Above it is represented in a raw table-like form.[1] We can see that this block has values of type Float64. For Blocks with numeric value types, we can use the included plot recipe to visualise them:

plot(block; label="CL price")

Creating nodes

The core of TimeDag is a computational graph of TimeDag.Nodes. These nodes represent time-series, and how they should be computed in terms of other time-series.

We can create a node from the block of data we already have:

price = block_node(block)
BlockNode{Float64}

The node knows its value_type, which will be Float64 (since the values will just be those of the block we created earlier).

value_type(price)
Float64

Now let's perform some computation — let's estimate the 50 day rolling standard deviation of returns.

We start by computing relative returns using lag; given a price $p_t$ at time $t$, the return series is $r_t = \frac{p_t - p_{t-1}}{p_{t-1}}$. We then use Statistics.std to define an online standard deviation over the specified window.

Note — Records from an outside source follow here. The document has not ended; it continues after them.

PR #2032, opened 2021-07-27
Focus to element after closing modal

LuomaJuha:
Small accessibility adjustment, where the user is returned to its previous element when the lightbox modal is closed.

### DIFF
--- a/themes/bootstrap3/js/lightbox.js
+++ b/themes/bootstrap3/js/lightbox.js
@@ -466,7 +466,8 @@ VuFind.register('lightbox', function Lightbox() {
       });
     });
   }
-
+  // Element which to focus after modal is closed
+  var beforeOpenElement;
   function reset() {
     _html(VuFind.translate('loading') + '...');
     _originalUrl = false;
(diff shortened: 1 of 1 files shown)


demiankatz:
Thanks, @LuomaJuha; this makes sense to me, but I'll wait for @crhallberg's review before merging, just to be sure we're not overlooking any details. He's out of the office right now but should be back next week.

crhallberg (approved):
This looks very good to me! The only thing that comes to mind is that I might add an underscore to the variable name since it's internal to the Lightbox and not used outside of it. That is a nitpick and should not hold this PR back! Thanks for your work!

demiankatz:
Thanks, @crhallberg -- I agree and have adjusted the variable name as you suggested. I also added an initialization to the variable declaration for the sake of formality. I've committed the modified version of the code as d9c71d2c1d18807f0d37b0c4355847794deb0598. (I don't have write access to this branch, so I was unable to update the pull request; I'm simply going to close this now since the logic has been merged). Thanks again, @LuomaJuha!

returns = (price - lag(price, 1)) / lag(price, 1)
using Statistics
std_50 = std(returns, 50)
TimeDag.SimpleUnary{sqrt, true, Float64}()

Whilst it isn't normally necessary to inspect the graph by hand, we can visualise it with AbstractTrees.print_tree. This is often good enough for a simple text-based representation, but be aware that actually we have a graph, and not a tree. In the output, the Lag node appears twice, however it is in fact exactly the same object.

using AbstractTrees
print_tree(std_50)
SimpleUnary{sqrt, true, Float64}()
└─ WindowVar{Float64}(50)
   └─ SimpleBinary{/, true, Float64, UnionAlignment}()
      ├─ SimpleBinary{-, true, Float64, UnionAlignment}()
      │  ├─ BlockNode{Float64}
      │  └─ Lag{Float64}(1)
      │     └─ BlockNode{Float64}
      └─ Lag{Float64}(1)
         └─ BlockNode{Float64}

Now that we have defined our computation, we can evaluate it to form a concrete time-series. We use evaluate, and here we pass in a time range that covers all our input-data.

By evaluating both returns and std_50 in the same call, note that we do not duplicate work. (See Advanced evaluation for further discussion on this.)

returns_block, std_50_block = evaluate([returns, std_50], DateTime(2000), DateTime(2003))

plot(returns_block; alpha=0.5, label="returns")
plot!(std_50_block; label="50 day std")

Other sources

The example so far has used a source node that simply wraps data that is already held in memory. More interesting cases are nodes that read or generate their data only when evaluated.

Here we use Base.rand to generate a stream of random numbers. It produces a value whenever its argument ticks — in this case, iterdates will tick once a day at midnight.[2]

It is good practice to consider this time to always be in UTC.

x = rand(iterdates())
plot(evaluate(x, DateTime(2001), DateTime(2003)); label="[2001, 2003)")
plot!(evaluate(x, DateTime(2001), DateTime(2002)); label="[2001, 2002)")

There are a couple of interesting things to note here:

  1. We can generate more data by evaluating over a longer range.
  2. So long as we start at the same time, we get exactly the same random numbers.

This second property is a general property of node evaluation — repeated evaluation should always give the same answer.

Finally, we show the correlation for two random numbers over an expanding window. As expected, it converges towards zero as more data is observed:

y = rand(iterdates())
correlation = cor(x, y)
plot(evaluate(correlation, DateTime(2001), DateTime(2002)); label="correlation")

Information on other source nodes included with TimeDag is available in Sources. If you wish to create your own source nodes, e.g. to read data directly from a database table, refer to Creating sources.

  • 1A Block is compatible with Tables.jl, which means that it can be easily converted to a DataFrame or similar.
  • 2Note that TimeDag's time axis doesn't include timezone information.